The data for this project was given to us. In the next steps, the data will be described and the hypotheses will be formed. Graphs will support evidence of p-values, while helping one to decide whether to reject or accpet the null hypothesis.
fish<-read.csv("fish.csv")
fish
## location pool riffle
## 1 1 6 3
## 2 2 6 3
## 3 3 3 3
## 4 4 8 4
## 5 5 5 2
## 6 6 2 2
## 7 7 6 2
## 8 8 7 2
## 9 9 1 2
## 10 10 3 2
## 11 11 4 3
## 12 12 5 1
## 13 13 4 3
## 14 14 6 2
## 15 15 4 3
There are 15 rows and 3 columns in this data set. The rows correspond to the variables and the columns correspond to subjects. The Location column describes the different locations in which the data was recorded. The Pool column describes the number of fish seen in pools, while the Riffle column is the number of fish that were seen in riffles.

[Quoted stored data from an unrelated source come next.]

PR #4729, opened 2020-04-22
[PaxosLog] Use JDBI and add namespacing

gmaretic:
**Goals (and why)**:
Address comments on previous PR and clean up the implementation

Straightforward, also added namespacing to avoid having to redo work

Existing tests pass

To use in memory sqlite we have to make sure our connection does not get closed. This is done by creating the Jdbi object in tests and passing it in as an argument to the log. This factory is exposed to allow testing multiple namespaces, but the factory that should generally be called is the one with the connection supplier, as that will create and close connections appropriately. 

anywhere

asap

### DIFF
--- a/leader-election-impl/src/main/java/com/palantir/paxos/SqlitePaxosStateLog.java
+++ b/leader-election-impl/src/main/java/com/palantir/paxos/SqlitePaxosStateLog.java
@@ -42,11 +42,8 @@ public final class SqlitePaxosStateLog<V extends Persistable & Versionable> impl
 
     public static <V extends Persistable & Versionable> PaxosStateLog<V> create(String namespace,
             Supplier<Connection> connectionSupplier) {
-        return create(namespace, Jdbi.create(connectionSupplier::get));
-    }
-
-    static <V extends Persistable & Versionable> PaxosStateLog<V> create(String namespace, Jdbi jdbi) {
-        SqlitePaxosStateLog<V> log = new SqlitePaxosStateLog<>(namespace, jdbi.installPlugin(new SqlObjectPlugin()));
+        Jdbi jdbi = Jdbi.create(connectionSupplier::get).installPlugin(new SqlObjectPlugin());
+        SqlitePaxosStateLog<V> log = new SqlitePaxosStateLog<>(namespace, jdbi);
         log.initialize();
         return log;
     }
--- a/leader-election-impl/src/main/java/com/palantir/paxos/SqlitePaxosStateLog.java
+++ b/leader-election-impl/src/main/java/com/palantir/paxos/SqlitePaxosStateLog.java
@@ -45,7 +45,7 @@ public final class SqlitePaxosStateLog<V extends Persistable & Versionable> impl
         return create(namespace, Jdbi.create(connectionSupplier::get));
     }
 
-    public static <V extends Persistable & Versionable> PaxosStateLog<V> create(String namespace, Jdbi jdbi) {
+    static <V extends Persistable & Versionable> PaxosStateLog<V> create(String namespace, Jdbi jdbi) {
         SqlitePaxosStateLog<V> log = new SqlitePaxosStateLog<>(namespace, jdbi.installPlugin(new SqlObjectPlugin()));
         log.initialize();
         return log;
--- a/leader-election-impl/src/main/java/com/palantir/paxos/SqlitePaxosStateLog.java
+++ b/leader-election-impl/src/main/java/com/palantir/paxos/SqlitePaxosStateLog.java
@@ -16,105 +16,92 @@
 
 package com.palantir.paxos;
 
-import java.io.IOException;
 import java.sql.Connection;
-import java.sql.PreparedStatement;
-import java.sql.ResultSet;
-import java.sql.SQLException;
-import java.util.Optional;
+import java.util.OptionalLong;
+import java.util.function.Function;
 import java.util.function.Supplier;
 
-import com.google.common.io.ByteStreams;
-import com.palantir.common.base.Throwables;
+import org.jdbi.v3.core.Jdbi;
+import org.jdbi.v3.sqlobject.SingleValue;
+import org.jdbi.v3.sqlobject.SqlObjectPlugin;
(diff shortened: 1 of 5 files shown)


leader-election-impl/src/test/java/com/palantir/paxos/SqlitePaxosStateLogTest.java
```diff
@@ -102,4 +127,34 @@ private static PaxosValue valueForRound(long round) {
...
+
+    private static Supplier<Connection> bypassCloseOnConnection(Supplier<Connection> connectionSupplier) {
+        return Suppliers.compose(conn ->
+                        (Connection) Proxy.newProxyInstance(Connection.class.getClassLoader(),
+                                new Class<?>[] {Connection.class},
+                                new CloseIgnoringInvocationHandler(conn)),
+                connectionSupplier::get);
+    }
+
+    private static final class CloseIgnoringInvocationHandler extends AbstractInvocationHandler {
```
jeremyk-91, line 145: We talked offline so I know why this is needed, but probably best to document that.

leader-election-impl/src/main/java/com/palantir/paxos/SqlitePaxosStateLog.java
```diff
@@ -16,105 +16,89 @@
...
-                .orElse(PaxosAcceptor.NO_LOG_ENTRY);
+        return execute(x -> x.getLeastLogEntry(namespace)).orElse(PaxosAcceptor.NO_LOG_ENTRY);
     }
 
     @Override
     public long getGreatestLogEntry() {
-        return executeStatement("SELECT MAX(seq) FROM paxosLog")
-                .map(SqlitePaxosStateLog::getLongResultUnchecked)
-                .orElse(PaxosAcceptor.NO_LOG_ENTRY);
+        return execute(x -> x.getGreatestLogEntry(namespace)).orElse(PaxosAcceptor.NO_LOG_ENTRY);
```
jeremyk-91, line 72: nit: standardise `x` vs `dao`

leader-election-impl/src/main/java/com/palantir/paxos/SqlitePaxosStateLog.java
```diff
@@ -16,105 +16,89 @@
...
+import org.jdbi.v3.sqlobject.customizer.Bind;
+import org.jdbi.v3.sqlobject.customizer.Define;
+import org.jdbi.v3.sqlobject.statement.SqlQuery;
+import org.jdbi.v3.sqlobject.statement.SqlUpdate;
+
 import com.palantir.common.persist.Persistable;
 
 public final class SqlitePaxosStateLog<V extends Persistable & Versionable> implements PaxosStateLog<V> {
-    private final Supplier<Connection> connectionSupplier;
+    private final String namespace;
```
jkozlowski, line 35: Is there a validation/parsing of the namespace somewhere in timelock? I wonder what restrictions sqllite places on table names.

leader-election-impl/src/test/java/com/palantir/paxos/SqlitePaxosStateLogTest.java
```diff
@@ -102,4 +127,39 @@ private static PaxosValue valueForRound(long round) {
...
+    private static Supplier<Connection> bypassCloseOnConnection(Supplier<Connection> connectionSupplier) {
+        return Suppliers.compose(conn ->
+                        (Connection) Proxy.newProxyInstance(Connection.class.getClassLoader(),
+                                new Class<?>[] {Connection.class},
+                                new CloseIgnoringInvocationHandler(conn)),
+                connectionSupplier::get);
+    }
+
+    /**
+     * JDBI closes the connection after executing a query. This is desired behaviour, but does not play nicely with in
```
jkozlowski, line 146: Is there no way to amend this behavior? How about SQLiteDataSource, does that do it better? And then also SQLiteConnectionPoolDataSource,

jkozlowski: Or how about we use the disk in tests too? Shouldn't really be a problem I suspect? We can give it temp directories

leader-election-impl/src/main/java/com/palantir/paxos/SqlitePaxosStateLog.java
```diff
@@ -16,105 +16,89 @@
...
+    private SqlitePaxosStateLog(String namespace, Jdbi jdbi) {
+        this.namespace = namespace;
+        this.jdbi = jdbi;
     }
 
-    public static <V extends Persistable & Versionable> PaxosStateLog<V> createInitialized(Supplier<Connection> conn) {
-        SqlitePaxosStateLog<V> log = new SqlitePaxosStateLog<>(conn);
+    public static <V extends Persistable & Versionable> PaxosStateLog<V> create(String namespace,
+            Supplier<Connection> connectionSupplier) {
+        Jdbi jdbi = Jdbi.create(connectionSupplier::get).installPlugin(new SqlObjectPlugin());
```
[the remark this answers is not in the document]
gmaretic: No, this does not take up any resources that need to be cleaned up later

leader-election-impl/src/test/java/com/palantir/paxos/SqlitePaxosStateLogTest.java
gmaretic: OK, we use disk

leader-election-impl/src/main/java/com/palantir/paxos/SqlitePaxosStateLog.java
gmaretic: Yeah, we have to pass in a valid namespace which we take care of elsewhere

jkozlowski: What about sqlite restrictions? are all namespaces valid for sqlite tables?

jkozlowski: Can we have a Namespace wrapper type? so that the validation done is clear here?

The purpose of the study is to decide whether evidence suggests that there are more fish found in certain locations of pools or riffles. Specifically, the study focused on whether there were more fish in
It is always a good idea to visualize your data, as soon as you load it. Technically this should be done after you design the study, but as mentioned above, we are going to switch the order around.
Load graphics library, then plot:
library(ggplot2)
ggplot(data=fish, mapping=aes(x=riffle, y=pool)) + geom_point()
The plot suggests that the pool group may have. We must find a p-value: the probability that there is actualy a difference between the Pool and Riffle groups. If the p-value is low then one must reject the null hypothesis. Specifically, if evidence is found that there is a difference between the two means. The plot helpds describe the accuracy of the p-value.
Null Hypothesis: The means of the population of pool is the same as the mean in the population of Riffle.
Alternative: The mean of the population of pool is greater thean the mean in the population of Riffle.
A paired t-test because it is used to test the hypothesis abot population means of quantitative variables. Also, both Pool and Riffle are related, meaning that one has an effect on the other. Both are considered locations, even though they differ.
One sample because there is a paired t-test being used to test this sample. Also, there is a relationship between Pool and Riffle.
T-tests are meant to test a normal distribution of data. The greater the sample size, the more susceptible the t-test is to non-normality.
The best way of judging this is with a qq-plot.
ggplot(data=fish) + geom_qq(mapping=aes(sample=riffle, color=pool))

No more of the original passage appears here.